Go through the data below and return each line where the string "labgrid" appears.

→ **Collected data entries**
################

PR #1261, opened 2023-08-28
shelldriver: Fix xmodem

JoshuaWatt:
xmodem was failing because it would consume the trailing newline character between the `echo` for the marker and the command output. Fix this by suppressing new line on the marker

**Description**

**Checklist**
- [ ] Tests for the feature 

- [x] PR has been tested

### DIFF
--- a/labgrid/driver/shelldriver.py
+++ b/labgrid/driver/shelldriver.py
@@ -311,7 +311,7 @@ class ShellDriver(CommandMixin, Driver, CommandProtocol, FileTransferProtocol):
         """
 
         marker = gen_marker()
-        marked_cmd = f"echo '{marker[:4]}''{marker[4:]}'; {cmd}"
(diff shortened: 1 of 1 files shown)


Emantor (approved):

Emantor:
Thanks for the fix!

Bastian-Krause:
This should be back ported to stable.

Bastian-Krause:
> This should be back ported to stable.

Done.

rohieb:
> xmodem was failing because it would consume the trailing newline character between the `echo` for the marker and the command output. Fix this by suppressing new line on the marker

@JoshuaWatt do you still know what you were using on the target? Was it lrzsz or the busybox rx/sx tools, or something else? (I'm wondering because I didn't get it to work recently…)

JoshuaWatt:
@rohieb I'm pretty sure it was lrzsz, but it was a while ago so I'm not positive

################

→ **Completed exercise**
--- a/labgrid/driver/shelldriver.py
+++ b/labgrid/driver/shelldriver.py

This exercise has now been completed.